Siti Mutowimah migrated to Singapore from Indonesia when she was 19 and has spent the past decade sending money back to her family.
She knows as well as anyone the value of the expatriate entrepreneur. Now Ms Mutowimah has decided to return home and start her own business, a decision she attributes to aidha, the school she attended for aspiring migrant entrepreneurs.
Working in the day and diligently studying at night, she has learnt basic money-management skills, timekeeping and effective communication at aidha.
"The teaching has helped me in a way that I have become more disciplined and I've learnt that my dream business can be reality," Ms Mutowimah says.
Founded as a charity in Singapore in late 2006, aidha is now expanding to Abu Dhabi to help educate the masses of migrant workers that are a key driver of growth in the UAE. A great deal of effort has been invested in Emirati entrepreneurship through projects such as the Khalifa Fund and the Mohammed Bin Rashid Al Maktoum Foundation, but little has been established to help the UAE's migrant workers.
Sarah Mavrinac, the founder and president of aidha, has recently moved to the UAE to get the project off the ground. Her enthusiasm for helping what she calls "the hopeful poor" is matched only by her determination to see the school's expansion succeed.
"The UAE provides enormous opportunity to the world's hopeful poor," Ms Mavrinac says. "They are here in the millions and aidha hopes to achieve so much with and through them."
The school offers management and entrepreneurship training, financial education, and marketing and communication classes. All of the training is aimed at alleviating poverty by giving students the skills to save money, spend astutely and develop business skills to succeed in a career. Most of the students at the Singapore campus are from the population in the developing world that lives on about US$2 (Dh7.34) a day. The majority of the students are women who have migrated to support their families. They often take on high levels of debt, making the climb out of poverty that much harder.
"Almost always their jobs are difficult, dirty and dangerous," says Ms Mavrinac. "Nonetheless, they take them on because they must.
"They work as maids or construction workers, or on manufacturing plant floors, remitting money each month to keep the children fed and the bills paid."
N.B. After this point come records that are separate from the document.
PR #749, opened 2021-09-15
fix: Make `JSXStyle` return a noop if the registry context is not provided

shuding:
It is possible to (fully or partially) render a component without the context. One legit use case is to generate and parse the markup without rendering it in the browser (so no registry is needed). In those cases we can simply ignore all `JSXStyle` elements.

### DIFF
--- a/src/style.js
+++ b/src/style.js
@@ -1,12 +1,19 @@
-import { useLayoutEffect, useContext } from 'react'
-import { StyleSheetContext } from './stylesheet-registry'
+import { useLayoutEffect } from 'react'
+import { useStyleRegistry } from './stylesheet-registry'
 import { computeId } from './lib/hash'
 export default function JSXStyle(props) {
-  const registry = useContext(StyleSheetContext)
+  const registry = useStyleRegistry()
+
+  // If `registry` does not exist, we do nothing here.
+  if (!registry) {
+    return null
+  }
+
   if (typeof window === 'undefined') {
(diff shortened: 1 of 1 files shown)


timneutkens (approved):
Thanks! 🚀

src/style.js
```diff
@@ -1,19 +1,27 @@
...
+import { useLayoutEffect } from 'react'
+import { useStyleRegistry } from './stylesheet-registry'
 import { computeId } from './lib/hash'
 export default function JSXStyle(props) {
-  const registry = useContext(StyleSheetContext)
+  const registry = useStyleRegistry()
+
+  // If `registry` does not exist, we do nothing here.
+  if (!registry) {
+    return null
```
giuseppeg, line 9: The following is just an observation and me asking out of curiosity, not a big deal:

Normally I throw an error here to help users understand what's going on. In the case you described in the PR description can't you remove the babel plugin altogether so that style tags are not turned into JSXStyle elements?

giuseppeg: this is what we have for test environments https://github.com/vercel/styled-jsx/blob/master/src/babel-test.js

shuding: In certain use cases, for example a lib that renders a component (which has styled-jsx inside) with `renderToStaticMarkup`. We can't throw since it should not block rendering, and we can't ask them to disable the babel plugin as well because it's not a project level thing.

PR #750, opened 2021-09-23
docs: Add TypeScript config instructions to readme

Macil:
This recommended configuration is inspired by Next.js's own typescript template which contains a [file](https://github.com/vercel/next.js/blob/canary/packages/create-next-app/templates/typescript/next-env.d.ts) with a similar triple-slash directive that transitively imports styled-jsx's types.


huozhi (approved):
Thanks!

PR #766, opened 2021-12-17
fix: use string for nonce typing

huozhi:
React warning:
```
If you want to write it to the DOM, pass a string instead: nonce="true" or nonce={value.toString()}
```

we need to use the string value for dom property `nonce`

x-ref: https://github.com/vercel/next.js/pull/32594


index.d.ts
```diff
@@ -8,7 +8,7 @@ declare module 'react' {
 }
 
 export type StyleRegistry = {
-  styles(options?: { nonce?: boolean }): JSX.Element[]
+  styles(options?: { nonce?: string | boolean }): JSX.Element[]
```
ijjk, line 11: What is the expected behavior when `nonce: true` is passed?

huozhi: `nonce="true"` boolean is still coverted to string, we can also change to string if we don't need the back compatible since it's bit trivial

test/index.js
```diff
@@ -20,7 +20,7 @@ const flushToHTML = (registry, options = {}) => {
     const id = args[0]
     const css = args[1]
     html += `<style id="__${id}"${
-      options.nonce ? ` nonce="${options.nonce}"` : ''
+      options.nonce ? ` nonce="${options.nonce.toString()}"` : ''
```
ijjk, line 23: Does this need to be added below in `mapCssRulesToReact` as well?

index.d.ts
ijjk: Should `nonce="true"` be rendered to the DOM, doesn't the nonce need to match the header/meta tag to be valid?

The Abu Dhabi arm of aidha intends to build local partnerships with businesses and universities to help launch the new school.
Ms Mavrinac hopes businesses will donate office space and schools will offer classes to help launch the initiative.
Each year more than 250 students enrol in the classes in Singapore, seeking to build the necessary skills to start businesses or ascend the career ladder. The goal of aidha is to eventually reach this intake over the next three years in Abu Dhabi. Ms Mutowimah wants to use the skills she learnt at aidha to start a guesthouse, canteen and internet cafe complex in Cilacap, on the island of Java in Indonesia.
"I learnt how to save, to be a smart shopper, choosing the right type of saving, insurance and benefits," she says.
The class for building self-esteem helped Ms Mutowimah to become a positive thinker.
"It also helped me to learn to accept myself," she says. "My business goal is to be the first place to provide shelter, food and IT to high school students that come from outside town."